### Brief
Each entry must be returned exactly. None may be omitted.

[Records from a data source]
PR #426, opened 2021-12-28
fix(Inputs): Fix radio button dot and checkbox checkmark centering

### LINKED ISSUE #406: Circles in radio buttons and handles of toggles are offset
We noticed that in one of the Design Review modal dialogs that is using iTwin UI, circles in radio buttons and handles of toggles are offset a bit and not aligned properly (notice unit system radio buttons and issues) toggle:

image

Seems like it is affected by the browser window size, as resizing it changes where circles/handles are being placed.

Easiest to reproduce in Firefox, but same thing happens in Chrome to a lesser extent.

FlyersPh9:
- Checkbox and radio are placed using `::after` which fixes half of #406.
- Checkmark / radio dot / visibility eye are filled on the SVG level rather than on the path, g, circle level.
- SVGs are displayed at 100% width / height, & SVGs have been updated. Explanation [here](https://github.com/iTwin/iTwinUI/pull/426#discussion_r780472977).
- Adding `name="radio-demo-14"` to the radio button group that has SVG smiley's next to them which fixes a bug on the demo page.


mayank99:
You won't need to change the svg size to 14x14 if you use `outline` instead of `border` here:
image

FlyersPh9:
> One thing I've tried that might fix it is using a pseudo element

I do remember playing around with this but didn't run with it because it would only work for radio button dots.  Unless there is a way to use `content` to display an SVG for the checkbox that I am unaware of.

### Solved exercise
PR #426, opened 2021-12-28
fix(Inputs): Fix radio button dot and checkbox checkmark centering

### LINKED ISSUE #406: Circles in radio buttons and handles of toggles are offset
We noticed that in one of the Design Review modal dialogs that is using iTwin UI, circles in radio buttons and handles of toggles are offset a bit and not aligned properly (notice unit system radio buttons and issues) toggle:

image

Seems like it is affected by the browser window size, as resizing it changes where circles/handles are being placed.

Easiest to reproduce in Firefox, but same thing happens in Chrome to a lesser extent.

FlyersPh9:
- Checkbox and radio are placed using `::after` which fixes half of #406.
- Checkmark / radio dot / visibility eye are filled on the SVG level rather than on the path, g, circle level.
- SVGs are displayed at 100% width / height, & SVGs have been updated. Explanation [here](https://github.com/iTwin/iTwinUI/pull/426#discussion_r780472977).
- Adding `name="radio-demo-14"` to the radio button group that has SVG smiley's next to them which fixes a bug on the demo page.


mayank99:
You won't need to change the svg size to 14x14 if you use `outline` instead of `border` here:
image

FlyersPh9:
> One thing I've tried that might fix it is using a pseudo element

I do remember playing around with this but didn't run with it because it would only work for radio button dots.  Unless there is a way to use `content` to display an SVG for the checkbox that I am unaware of.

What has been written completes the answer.